Cinq cent quatre-vingt-dix enfants, âgés de 3 à 15 ans, seront obligés de rester enfermés dans leurs foyers, dans l'espoir d'échapper aux effets de cette loi fixée au XVe siècle, qui réclame systématiquement la «vengeance du sang par le sang», selon la même source. Cette loi est issue du Kanun, un code coutumier qui se prononce sur une douzaine de domaines de la vie quotidienne.

Aux termes de cette loi, tous les membres masculins d'une famille, y compris un bébé de quelques mois, sont susceptibles d'être victime d'une vengeance, quel que soit leur degré de parenté avec le meurtrier ayant tué un membre d'une famille «rivale».

Cette tradition meurtrière touche surtout les régions montagneuses dans le nord de l'Albanie, mais elle est également répandue dans les villes, le centre et le sud du pays.

Selon un rapport du «Comité de réconciliation», diffusé début septembre à Tirana, 600 femmes et 590 enfants vivent enfermés dans leurs foyers craignant d'être tués dans le cadre d'une vengeance.

«La plupart de ces enfants sont privés de tout moyen de communication, ils ne peuvent pas se rendre à l'école à cause de leur isolement», a expliqué M. Marku.

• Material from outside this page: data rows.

Issue #10890, opened 2021-03-25
Adapt FE formatting of the highlighted string with the order provided by the BE


petrican:
### Is this a bug or feature request?
F
### What is the current behavior?
Inlinetab headline order is hardcoded
#### Which are the steps to reproduce?
check inline tab
### What is the expected or desired behavior?
Order should be dynamic in sync with what the BE provides

PR #10894, opened 2021-03-26
InlineTab Header caption dynamic

petrican:
https://www.loom.com/share/5b15a549f21948a29d66e2d85f8ad1fa

https://github.com/metasfresh/metasfresh/issues/10890


frontend/src/utils/locale.js
```diff
@@ -24,3 +24,13 @@ export function setCurrentActiveLocale(lang) {
...
 }
+
+/**
+ * @method isGermanLanguage
+ * @summary Returns boolean value if the language is german or not
+ */
+export function isGermanLanguage(languageObj) {
+  return languageObj && languageObj.key
+    ? languageObj.key.includes('de')
+    : false;
```
teosarca, line 35: why not using the `isGermanLanguage` into Table.js since u took the code from there?

image

teosarca (changes requested):
check my comments

frontend/src/utils/locale.js
petrican: Screenshot 2021-03-27 at 07 06 18
But that is exactly what I did. You are looking somewhere in your branch and not in the actual PR

Issue #10897, opened 2021-03-26
Prevent setting Sales rep with the same value as bpartner


adi-stefan:
### Is this a bug or feature request?
FR
### What is the expected or desired behavior?
Prevent setting C_BPartner_SalesRep_ID with the same value as C_BPartner_ID on `C_Invoice`, `C_OLCand`,`C_Order` and `C_BPartner`.

PR #10901, opened 2021-03-29
gh10897

adi-stefan:
https://github.com/metasfresh/metasfresh/issues/10897

### DIFF
--- a/backend/de.metas.adempiere.adempiere/base/src/main/java/de/metas/bpartner/service/impl/BPartnerDAO.java
+++ b/backend/de.metas.adempiere.adempiere/base/src/main/java/de/metas/bpartner/service/impl/BPartnerDAO.java
@@ -123,6 +123,7 @@ import static org.adempiere.model.InterfaceWrapperHelper.loadOutOfTrx;
 
 public class BPartnerDAO implements IBPartnerDAO
 {
+	private static final AdMessageKey MSG_SALES_REP_EQUALS_BPARTNER = AdMessageKey.of("SALES_REP_EQUALS_BPARTNER");
 	private static final Logger logger = LogManager.getLogger(BPartnerDAO.class);
 	private final IQueryBL queryBL = Services.get(IQueryBL.class);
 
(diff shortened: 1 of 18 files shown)


backend/de.metas.adempiere.adempiere/base/src/main/java/de/metas/bpartner/service/impl/BPartnerDAO.java
```diff
@@ -1711,4 +1712,13 @@ private static BPartnerPrintFormat toBPartnerPrintFormat(final I_C_BP_PrintForma
 				.printFormatId(PrintFormatId.ofRepoId(record.getAD_PrintFormat_ID()))
 				.build();
 	}
+
+	@Override
+	public void validateSalesRep(@NonNull final BPartnerId bPartnerId, @Nullable final BPartnerId salesRepId)
```
metas-ts, line 1717: this method doesn't access any data, so i think it's better up in BPartnerBL

backend/de.metas.contracts/src/test/java/de/metas/contracts/commission/salesrep/InvoiceTest.java
```diff
@@ -0,0 +1,71 @@
...
+		Assertions.assertNotEquals(0, invoice.getC_BPartner_SalesRep_ID());
+		save(invoice);
+
+		Assertions.assertEquals(0, invoice.getC_BPartner_SalesRep_ID());
+
+	}
+
+	private I_C_BPartner createPartner()
+	{
+		final I_C_BPartner partner = newInstance(I_C_BPartner.class);
```
metas-ts, line 64: FYI, you can also use `BusinessTestHelper.createBPartner();` (the dependency is already in the contracts-pom.xml)

metas-ts (changes requested):

backend/de.metas.adempiere.adempiere/base/src/main/java/de/metas/bpartner/service/impl/BPartnerDAO.java
adi-stefan: I wrote it like that, but BPartnerBL does not have a no-args constructor for it. Had a lot of problems writing unit-tests for it and sort of gave up. since it's not that big of a logic, it can also be in a Utility class. But could not find a good match for it.

metas-ts: but you have `BPartnerSalesRepTest` in this very PR, where you actually work with BPartnerBL. 
So it looks like you mastered this art after all.
A weel thought-through utility class would be still better, but for starts i think you can just move the code..

backend/de.metas.contracts/src/test/java/de/metas/contracts/commission/salesrep/InvoiceTest.java
adi-stefan: Changed to use `BusinessTestHelper.createBPartner();`

metas-ts (approved):

Issue #10841, opened 2021-03-18
add PurchaseOrderCandidate REST controller


adi-stefan:
### Is this a bug or feature request?
FR

PR #10907, opened 2021-03-30
gh10841_2

adi-stefan:
https://github.com/metasfresh/metasfresh/issues/10841


backend/de.metas.business/src/main/java/de/metas/order/impl/OrderLinePriceCalculator.java
```diff
@@ -504,16 +502,15 @@ private Percent extractDiscount(final IPricingResult pricingResult, final SOTrx
...
-		{
-			return true;
-		}
-
 		final I_C_OrderLine orderLine = request.getOrderLine();
 		if (orderLine.isManualDiscount())
 		{
 			return false;
 		}
+		if (soTrx.isPurchase())
```
metas-ts, line 510: i wonder if this shouldn't be after `request.isUpdatePriceEnteredAndDiscountOnlyIfNotAlreadySet()` :thinking:

metas-ts (approved):

Issue #10925, opened 2021-04-02
If url contains a viewId, refreshing after login in another tab causes white screen (after timeout logout)


petrican:
### Is this a bug or feature request?
B
### What is the current behavior?
If url contains a viewId, refreshing after login in another tab causes white screen (after timeout logout)
#### Which are the steps to reproduce?
two tabs, logout in one
refresh the tab with the viewId: white page, NOK: i would expect the page to be refreshed or, if not possible, to get back to dashboard
### What is the expected or desired behavior?
Should redirect to the dashboard/login screen

PR #10926, opened 2021-04-02
Add safety checks for immer original

petrican:
In the latest immer version the original method doesn't allow passing undefined.

How I tested this on my local to make sure it works fine

https://www.loom.com/share/66dfe2381849489ca085b9cc34ac2713


metas-Kay:
related to: https://github.com/metasfresh/metasfresh/issues/10925

PR #10938, opened 2021-04-06
#10933 Extend process de.metas.ui.web.pricing.process.M_DiscountSchemaBreak_CopyToSelectedSchema_Product 

cristinamghita:


backend/metasfresh-dist/metasfresh-webui-api-remote-via-ssh-tunnel.launch
```diff
@@ -1,19 +1,19 @@
...
+<booleanAttribute key="org.eclipse.jdt.launching.ALLOW_TERMINATE" value="false"/>
+<mapAttribute key="org.eclipse.jdt.launching.CONNECT_MAP">
+<mapEntry key="hostname" value="localhost"/>
+<mapEntry key="port" value="8789"/>
```
metas-ts, line 15: our current convention is 18789, so i think you should rather update your ssh-config than the launch config

backend/de.metas.ui.web.base/src/main/java/de/metas/ui/web/pricing/process/M_DiscountSchemaBreak_CopyToSelectedSchema_Product.java
```diff
@@ -111,13 +100,25 @@ protected String doIt()
 			pricingConditions.add(PricingConditionsId.ofRepoId(record.getM_DiscountSchema_ID()));
 
 		});
-		
+
+		// run copy for each product separate
+		products.forEach(product -> {
```
metas-ts, line 105: please use a for-loop. it's much easier to debug

metas-ts (approved):
AFAIU this issue shall be integrated today and i don't see why it couldn't but please, very soon do the following:
* check my comments
* find a better name for the process if you can (The 2 of "Rabatte kopieren mit Produktänderung 2" is not very informative)
* add a process description that a user can understand 
* add descriptions for process params (particularly explain wtf "Make target as source" means)

PR #12153, opened 2021-12-11
fix around shipment schedule creation and allocation

metas-ts:
otherwise it might get allocated too much stock


metas-ts (commented):
lgtm

Issue #12160, opened 2021-12-13
Custom filters without parameters are not displayed


siemiatj:
### Is this a bug or feature request?

Bug

PR #12188, opened 2021-12-15
Properly display custom active filters to the user

siemiatj:
Related to #12160

### DIFF
--- a/frontend/src/__tests__/components/filters/Filters.test.js
+++ b/frontend/src/__tests__/components/filters/Filters.test.js
@@ -18,6 +18,7 @@ import filtersActive from '../../../../test_setup/fixtures/filters/filtersActive
 import filtersStoreOne from '../../../../test_setup/fixtures/filters/filtersStoreOne.json';
 import filtersStoreTwo from '../../../../test_setup/fixtures/filters/filtersStoreTwo.json';
 import filtersStoreThree from '../../../../test_setup/fixtures/filters/filtersStoreThree.json';
+import filtersStoreFour from '../../../../test_setup/fixtures/filters/filtersStoreFour.json';
 const mockStore = configureStore([]);
 
 const createStore = function (state = {}) {
@@ -96,6 +97,33 @@ describe('Filters tests', () => {
 
     wrapper.find(
       '.filter-wrapper button[title="Akontozahlung, Completed, Error"]'
+    );
+  });
+
+  it('renders active filters caption for filters without parameters', () => {
+    const updateDocListListener = jest.fn();
+    const dummyProps = createInitialProps(undefined, {
+      updateDocList: updateDocListListener,
+    });
+    const initialState = createStore({
+      windowHandler: {
+        allowShortcut: true,
+        modal: {
+          visible: false,
+        },
+      },
+      filters: filtersStoreFour,
+    });
+
+    const store = mockStore(initialState);
+    const wrapper = shallow(
+      <Provider store={store}>
+        <Filters {...dummyProps} />
+      </Provider>
+    );
+
+    wrapper.find(
+      '.filter-wrapper button[title="Abrechnung_offen_normal"]'
     );
   });
 
@@ -258,7 +286,7 @@ describe('Filters tests', () => {
       expect(updateDocListListener).toBeCalledWith(filterResult);
     });
 
-    it('supports filters without parameters', () => {
+    it('supports selecting filters without parameters', () => {
       const updateDocListListener = jest.fn();
       const dummyProps = createInitialProps(undefined, {
         updateDocList: updateDocListListener,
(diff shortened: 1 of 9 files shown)


frontend/src/components/filters/Filters.js
```diff
@@ -137,6 +140,7 @@ class Filters extends PureComponent {
             : filterItem.value === null;
         });
       }
+      return false;
```
teosarca, line 143: isn't this redundant?

frontend/src/utils/filterHelpers.js
```diff
@@ -164,15 +164,26 @@ export function populateFiltersCaptions(filters) {
...
+          }
+        });
+
         captionsArray = [originalFilter.caption, originalFilter.caption];
       }
 
       if (captionsArray.join('').length) {
-        filtersCaptions[filter.filterId] = captionsArray;
         filtersCaptions[filterId] = captionsArray;
+        filtersCaptions[filterIdx] = captionsArray;
```
teosarca, line 186: why mix ID keys and Index keys in the same map? what's the reason behind it?

frontend/src/__tests__/components/filters/Filters.test.js
```diff
@@ -99,6 +100,33 @@ describe('Filters tests', () => {
...
+    const store = mockStore(initialState);
+    const wrapper = shallow(
+      <Provider store={store}>
+        <Filters {...dummyProps} />
+      </Provider>
+    );
+
+    wrapper.find(
+      '.filter-wrapper button[title="Abrechnung_offen_normal"]'
+    );
```
teosarca, line 127: don't see where is the assumpion/expectation.... or this test is not done yet...

frontend/src/utils/filterHelpers.js
```diff
@@ -16,40 +16,38 @@ import { getFormatForDateField, getFormattedDate } from './widgetHelpers';
...
-
-            filterParameter = {
-              parameterName,
-              value: date,
-              valueTo: dateTo,
-            };
-          }
+    if (filter.parameters && filter.parameters.length) {
+      filter.parameters = filter.parameters.map((filterParameter) => {
+        const { parameterName, value, valueTo } = filterParameter;
```
teosarca, line 27: scout boy rule: i think u can extract the body of `map` into a new function
e.g.
```
function formatFilterParameter(parameter) { ... }
```

frontend/test_setup/fixtures/filters.json
```diff
@@ -69,18 +69,6 @@
                 "displayed": true,
                 "readonly": false,
                 "type": "primary"
-              },
-              {
```
teosarca, line 73: why removing this from the test case?

frontend/test_setup/fixtures/filters.json
```diff
@@ -301,18 +289,6 @@
...
-                "caption": "Error",
```
teosarca, line 306: why removing this from the test case?

frontend/test_setup/fixtures/filters/filtersStoreThree.json
```diff
@@ -39,26 +39,11 @@
...
             "parametersLayoutType": "panel",
-            "debugProperties": {}
+            "debugProperties": { "sortNo": 20002 }
           }
         ]
       }
     ],
-    "filtersActive": [
-      {
-        "filterId": "default",
```
teosarca, line 49: why removing this from the test case?

teosarca (changes requested):
check my comments

frontend/src/utils/filterHelpers.js
siemiatj: I have literally no idea. It was like that before, just used a variable here. There might be some shenanigans when rendering but I haven't written that so did not want to break it.

frontend/test_setup/fixtures/filters.json
siemiatj: Shoot, this was pulled by mistake. Reverting

frontend/test_setup/fixtures/filters/filtersStoreThree.json
siemiatj: It's an active filter that does not exist in the data coming from backend, so it can't really be applied. Frontend allows that as we're treating whatever comes from the server as the source of truth

frontend/src/utils/filterHelpers.js
teosarca: understand

frontend/src/utils/filterHelpers.js
siemiatj: Well sortof. We have this `filterData` that is used in this map function, so in order to pass it there you have to create another anonymous function.

frontend/src/__tests__/components/filters/Filters.test.js
siemiatj: It works the same way as `expect(html).toContain('whatever')` but uses selector instead of string query, so it's supposed to be more efficient. Will fail the same way.

teosarca:
@siemiatj  lgtm, but BEFORE integrating it can u pls provide a test for inline filters and facet filters too?
i.e.
* https://releasetestit.metasfresh.com/window/540375
* https://releasetestit.metasfresh.com/window/540092

teosarca (approved):

siemiatj:
Also fixed the position of the `Apply` button so that it's always visible:

Screenshot 2021-12-21 at 00 53 45

PR #12193, opened 2021-12-16
add auth for externalsystem '/actuator' endpoints

cp-ps:


misc/services/camel/de-metas-camel-externalsystems/core/src/main/resources/application.properties
```diff
@@ -22,7 +25,8 @@ externalSystem.raw-data.uri=file://C://raw_data
 # some port that's not yet taken on my local IDE
 server.port=8095
 
-management.endpoints.web.exposure.include=info,health,mappings,metrics,shutdown
+management.endpoints.web.exposure.include=info,health,mappings,metrics,shutdown,loggers
+management.endpoint.loggers.enabled=true
```
metas-ts, line 30:
```suggestion

# Set de.metas.camel.externalsystems.actuator.auth to specify the token with which to access the actuator endpoint 
# When calling the actuator EP, set the http-parameter X-Auth-Token to this value
# The token can also be specified via env variable DE_METAS_CAMEL_EXTERNALSYSTEMS_ACTUATOR_AUTH

```

metas-ts (approved):

PR #12198, opened 2021-12-17
fix for e2e tests

petrican:
Fallback to en in case no locale passed

Without this fix cypress encounters thrown error and stops testing

Screenshot 2021-12-17 at 16 21 59

this happens because at the mom of the call to get the LOCAL_LANG from localStorage this could not yet be set in the local storage (cypress is super fast) so we need to provide a fallback mechanism.


teosarca (approved):
@petrican  pls integrate it

PR #12199, opened 2021-12-17
Cucumber test for over picked quantity

dm-ps:


backend/de.metas.swat/de.metas.swat.base/src/main/java/de/metas/inoutcandidate/api/impl/ShipmentScheduleUpdater.java
```diff
@@ -782,8 +783,9 @@ void updateProcessedFlag(@NonNull final I_M_ShipmentSchedule sched)
 		}
 		final boolean noQtyOverride = sched.getQtyToDeliver_Override().signum() <= 0;
 		final boolean noQtyReserved = sched.getQtyReserved().signum() <= 0;
+		final boolean noQtyPickedAndNotDelivered = getPendingQtyPicked(sched).signum() <= 0;
 
-		sched.setProcessed(noQtyOverride && noQtyReserved);
+		sched.setProcessed(noQtyOverride && noQtyReserved && noQtyPickedAndNotDelivered);
```
metas-ts, line 788: i think this extra DB quiry&extra-code is not needed. 
why not check using `sched.getQtyDelivered()` and `sched.getQtyPickList()`?

metas-ts (approved):

backend/de.metas.swat/de.metas.swat.base/src/main/java/de/metas/inoutcandidate/api/impl/ShipmentScheduleUpdater.java
cp-ps: yep, ur right, I only saw now the `de.metas.inoutcandidate.api.impl.ShipmentScheduleUpdater#generate_SecondRun` call made right before we try to mark the schedule as processed.. so yeah, we can drop that call to db and rely on `schedule.qtyPicklist`. thx! ✌️

metas-ts (approved):

PR #12201, opened 2021-12-17
Create and Export AD_User.Email2 and EMail3

av-ps:
refs: https://github.com/metasfresh/metasfresh/issues/12200


metas-ts (approved):

metas-ts (changes requested):
sorry, i handn'T thought about creating the actual DDL columns.
unfortunately your approach doesn't work with our postgres-version (btw i recommend using the image from `dev-support`)
See https://jenkins.metasfresh.com/job/metasfresh/job/blonde_monkey_uat_gh12200/1/console

What you can do instead is follow this example (anon plpgsql function): https://github.com/metasfresh/metasfresh/blob/3fe802d7ffd116d87440ec9c9f4149d52924c17b/backend/de.metas.adempiere.adempiere/migration/src/main/sql/postgresql/system/10-de.metas.adempiere/5478550_sys_gh705webui_AD_Column_more_filtering_options_DDL.sql

metas-ts (approved):

PR #12213, opened 2021-12-20
Focus first field in the filters panel

siemiatj:
Related to #12206

### DIFF
--- a/frontend/src/components/filters/FiltersItem.js
+++ b/frontend/src/components/filters/FiltersItem.js
@@ -457,6 +457,7 @@ class FiltersItem extends PureComponent {
     } = this.props;
     const { filter, isTooltipShow, maxWidth, maxHeight } = this.state;
     const style = {};
+    let autoFocusedField = false;
 
     if (maxWidth) {
       style.width = maxWidth;
@@ -508,7 +509,17 @@ class FiltersItem extends PureComponent {
                 {filter.parameters &&
                   filter.parameters.map((item, index) => {
                     const { widgetType } = item;
+                    let autoFocus = false;
                     item.field = item.parameterName;
+
+                    // don't focus date/time related fields
+                    if (
+                      !autoFocusedField &&
+                      !Object.keys(DATE_FIELD_FORMATS).includes(widgetType)
+                    ) {
+                      autoFocusedField = true;
+                      autoFocus = true;
+                    }
 
                     return (
                       <WidgetWrapper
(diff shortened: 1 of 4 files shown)


frontend/src/components/filters/FiltersItem.js
```diff
@@ -508,8 +509,18 @@ class FiltersItem extends PureComponent {
                 {filter.parameters &&
                   filter.parameters.map((item, index) => {
                     const { widgetType } = item;
+                    let autoFocus = false;
                     item.field = item.parameterName;
 
+                    // don't focus date/time related fields
+                    if (
+                      !autoFocusedField &&
+                      !Object.keys(DATE_FIELD_FORMATS).includes(widgetType)
```
teosarca, line 518: what's the reason to avoid giving focus to date/time components?

teosarca (changes requested):
pls check my comments

frontend/src/components/filters/FiltersItem.js
siemiatj: Because it's a custom widget, there's no input field we can immediately focus. If I comment this out, field won't be focus until user clicks `[tab]` again

0DOSbjw6Eg

teosarca: @siemiatj ok, but then why not extracting this to some `isFocusableWidgetType(widgetType)` function?
There u could add a comment that dates are not focusable because those components don't have an input field (yet)...

frontend/src/utils/widgetHelpers.js
```diff
@@ -188,3 +189,7 @@ export function shouldPatch({
 export function getWidgetField({ filterWidget = false, fields }) {
   return filterWidget ? fields[0].parameterName : fields[0].field;
 }
+
+export function isFocusableWidgetType(widgetType) {
+  return Object.keys(DATE_FIELD_FORMATS).includes(widgetType);
```
teosarca, line 194: i think it's NOT that...

frontend/src/components/filters/FiltersItem.js
```diff
@@ -515,7 +516,7 @@ class FiltersItem extends PureComponent {
                     // don't focus date/time related fields
```
teosarca, line 516: remove that comment because is no longer valid

frontend/src/components/filters/FiltersItem.js
```diff
@@ -515,7 +516,7 @@ class FiltersItem extends PureComponent {
...
                     if (
                       !autoFocusedField &&
-                      !Object.keys(DATE_FIELD_FORMATS).includes(widgetType)
+                      !isFocusableWidgetType(widgetType)
```
teosarca, line 519: i think it's without NOT

teosarca (changes requested):
check my comments (2)

teosarca (approved):

Issue #12185, opened 2021-12-15
Support for v4.5 datenaustausch  xml schema


adi-stefan:
### Is this a bug or feature request?
Feature
### What is the current behavior?
Currently we only support datenaustausch schema version 4.4 xml files for both import and export.
### What is the expected or desired behavior?
We should also support v4.5, and have the ability to convert to the newer format. so 4.4 -> metasfresh -> 4.5.

PR #12214, opened 2021-12-20
#12185 create correct XmlService values when migrating from 4.4

adi-stefan:
https://github.com/metasfresh/metasfresh/issues/12185


backend/vertical-healthcare_ch/forum_datenaustausch_ch.invoice_450_request/src/main/java/de/metas/vertical/healthcare_ch/forum_datenaustausch_ch/invoice_450/Invoice450FromCrossVersionModelTool.java
```diff
@@ -1163,69 +1197,230 @@ private ServicesType createServicesType(@NonNull final List<XmlService> services
...
+		if (zsrToEanPartyMap.containsKey(zsrOrEanPartyId))
+		{
+			return zsrToEanPartyMap.get(zsrOrEanPartyId);
+		}
+		else if (!StringUtils.isNumber(zsrOrEanPartyId))
+		{
+			Check.fail("Invalid ean: {}", zsrOrEanPartyId);
+		}
+		return zsrOrEanPartyId;
+	}
```
adi-stefan, line 1367: This is honestly a shot in the dark, no idea how other to solve this problem. If we're translating from 4.4 and we get a value as zsr that we didn't previously pick up along with an EanParty (to know where to map it to), we're dead in the water and can't convert from 4.4

metas-ts: Suggestions:
- explain the problem to the customer. Maybe they can ensure on their side to always deliver just EANs.
- here are some screenshots you might use:

image
image

**If no**
- (do C&E first pls)
- Get the windows-help-file https://www.forum-datenaustausch.ch/fileadmin/fda_documents/4.5/Rechnungen/XML/generalInvoiceRequest450.chm_210304.zip and check out what those EANs are about
  - note that in order to read it on a sane windows system, you need to "unlock" it in the properties: 
image
  - spoiler: I took a quick look, but could not see whether or not we can generally expect that the zrs/ean combos show up earlier in the XML.
- Extend `XmlRecordService` to have either a dedicated ZSR and EAN field, or to have just an additional EAN field in addition to the existing "both"-field.
- Extend `XmlService.ServiceModWithSelector` so they can be set within the X-model by metasfresh
- Implement a ZSR => EAN mapping table and window in metasfresh that the user needs to maintain
  - Use the descriptions and terminology from the `chm`-file for the fields' names and descriptions.
- If there is a ZSR, then set it's respective EAN from this table to the x-model.

metas-ts (approved):
generally LGTM to integate and deploy to UAT. That way, the customer can also play with it and check if anything at all needs to be done.

metas-ts (approved):

Issue #11961, opened 2021-11-09
Ability to link sales invoices to purchase invoices


adi-stefan:
### Is this a bug or feature request?
FR
### What is the expected or desired behavior?
Need ability to create relation between one or multiple sales invoices and one purchase invoices.

PR #12219, opened 2021-12-21
#11961 changed relation type for invoices via ref_invoice_id to only consider invoices with opposite SoTrx

adi-stefan:
https://github.com/metasfresh/metasfresh/issues/11961


adi-stefan:
Daniela found this oddity while testing.
image
To me it doesn't make sense, since `ref_invoice_id` is used mostly with counter docs, which (afaik) are almost always of different `SoTrx` values. So I've changed the relation types to reference opposite `SoTrx` values.
image

metas-ts (approved):

PR #12231, opened 2021-12-22
Gh12230 marketing contact persons

metas-rc:
https://github.com/metasfresh/metasfresh/issues/12230

### DIFF
--- a/backend/de.metas.marketing/base/src/main/java/de/metas/marketing/base/process/MKTG_ContactPerson_ProcessBase.java
+++ b/backend/de.metas.marketing/base/src/main/java/de/metas/marketing/base/process/MKTG_ContactPerson_ProcessBase.java
@@ -1,15 +1,5 @@
 package de.metas.marketing.base.process;
 
-import java.util.stream.Stream;
-
-import de.metas.process.PInstanceId;
-import org.adempiere.ad.dao.IQueryBL;
-import org.adempiere.ad.dao.IQueryFilter;
-import org.compiere.model.IQuery;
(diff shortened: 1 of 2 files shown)


backend/de.metas.marketing/base/src/main/java/de/metas/marketing/base/process/MKTG_ContactPerson_ProcessBase.java
```diff
@@ -93,13 +94,18 @@ public void createContactPersonsForPartner(final MKTG_ContactPerson_ProcessParam
...
 				.filter(params.getSelectionFilter())
 				.andCollectChildren(I_AD_User.COLUMNNAME_C_BPartner_ID, I_AD_User.class)
 				.addNotInSubQueryFilter(I_AD_User.COLUMNNAME_AD_User_ID, I_MKTG_Campaign_ContactPerson.COLUMNNAME_AD_User_ID, linkTableQuery)
 				.create()
+				.createSelection();
+
+		final Stream<User> usersToAdd = queryBL.createQueryBuilder(I_AD_User.class)
+				.setOnlySelection(selectionId)
+				.create()
 				.setOption(IQuery.OPTION_GuaranteedIteratorRequired, false)
```
metas-ts, line 109: actually you would get the same result with 
```suggestion
				.setOption(IQuery.OPTION_GuaranteedIteratorRequired, true)
```

to keep it simpler i think you should rather go with that

metas-ts (changes requested):

Issue #13578, opened 2022-09-09
When creating a counter doc C_Order, take into account the dropship information


adi-stefan:
### Is this a bug or feature request?
Bug
### What is the current behavior?
When creating a counter doc C_order, the dropship information is currently not taken into account

PR #13581, opened 2022-09-09
#13578 populate `M_InOut` with dropship information (if available) from `M_ShipmentSchedule`

adi-stefan:
https://github.com/metasfresh/metasfresh/issues/13578


adi-stefan:
not needed.

PR #13588, opened 2022-09-13
Extend the tests to catch the problem and fix it with a cherry-pick

metas-ts:
https://github.com/metasfresh/metasfresh/issues/13282


metas-ts (commented):
lgtm

Issue #13595, opened 2022-09-13
Create  an attribute value handler for Business Partner 


Chemssou:
### Is this a bug or feature request?
FR
#### Which are the steps to reproduce?
/
### What is the expected or desired behavior?
Having an attribute value handlerfor business partner

PR #13596, opened 2022-09-13
gh13595 add business partner attribute value handler

Chemssou:
https://github.com/metasfresh/metasfresh/issues/13595


metas-ts (changes requested):
as written in MM; please document some more that it works (dev-test), or explain how it works, so that i can understand it..

PR #13612, opened 2022-09-15
Allow different ICs going into an invoice have different ExternalIds

metas-ts:


backend/de.metas.util/src/main/java/de/metas/util/lang/ExternalId.java
```diff
@@ -34,6 +33,11 @@
 @Value
 public class ExternalId implements Comparable<ExternalId>
 {
+	/**
+	 * Can be used to distinguish between an external ID that was not yet set and one that already set to {@code null}.
```
metas-ts, line 37:
```suggestion
	 * Can be used to distinguish between an external ID that was not yet set and one that was already set to "can't be used or set".
```

backend/de.metas.util/src/main/java/de/metas/util/lang/ExternalId.java
```diff
@@ -63,6 +67,18 @@ public static String toValue(@Nullable final ExternalId externalId)
 		return externalId.getValue();
 	}
 
+	/**
+	 * @return {@code true} if the given {@code externalId} is the same at {@link #INVALID}.
```
metas-ts, line 71:
```suggestion
	 * @return {@code true} if the given {@code externalId} is the same as {@link #INVALID}.
```

metas-ts (commented):
lgtm

metas-ts:
@MergifyIO copy middle_ages_uat

PR #13613, opened 2022-09-15
IC Handle the case of respective record going "into limbo"

av-ps:


metas-ts (approved):

metas-ts:
Hi @av-ps please also always add the metasfresh-URL to the PR description

PR #13618, opened 2022-09-16
ClientId fix + extended logging

cp-ps:
refs: https://github.com/metasfresh/metasfresh/issues/13198


backend/de.metas.adempiere.adempiere/base/src/main/java/de/metas/process/impl/ADProcessLoggable.java
```diff
@@ -0,0 +1,140 @@
...
+import lombok.Builder;
+import lombok.NonNull;
+import org.slf4j.Logger;
+
+import javax.annotation.Nullable;
+import java.util.ArrayList;
+import java.util.List;
+import java.util.concurrent.locks.ReentrantLock;
+
+public class ADProcessLoggable implements ILoggable
```
metas-ts, line 40:
```suggestion
/**
   * This logabble can writes logs to {@code AD_PInstance_Log} just like a JavaProcess. It's supposed to be used when you have an {@code AD_PInstance_ID} and want to log to it, but you are not inside a java-process.
   */
public class ADProcessLoggable implements ILoggable
```

metas-ts (approved):

PR #13630, opened 2022-09-20
Investigate and fix flaky Checking the effect of override fields on invoice candidate

av-ps:
Work package progress


metas-ts (commented):
i can't claim that i understand it all, but looks plausible.
however, something else popped into my mind: maybe we need to use the `volatile` keeword? Also see https://www.baeldung.com/java-volatile

PR #13638, opened 2022-09-20
Set Clearingstatus on HU-Editor selection

av-ps:
Set clearance status process


metas-ts (approved):
..but please check out my remark about the language of the param values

Les autorités albanaises chargées de l'Éducation avaient mis en place l'année dernière des projets d'éducation individuelle au foyer pour chacun des enfants vivant retranchés à domicile.

«Nous allons continuer à assister ces enfants, mais notre but est de les faire sortir pour qu'ils puissent aller et suivre les cours comme tous les autres à l'école», a déclaré lundi à la presse la nouvelle ministre de l'Éducation, Mme Lindita Nikolli.

Le nouveau gouvernement du premier ministre Edi Rama, investi dimanche, entend appliquer les lois à la lettre et mettre en oeuvre des plans d'action ciblés dans l'espoir de mettre fin à cette situation, a ajouté la ministre.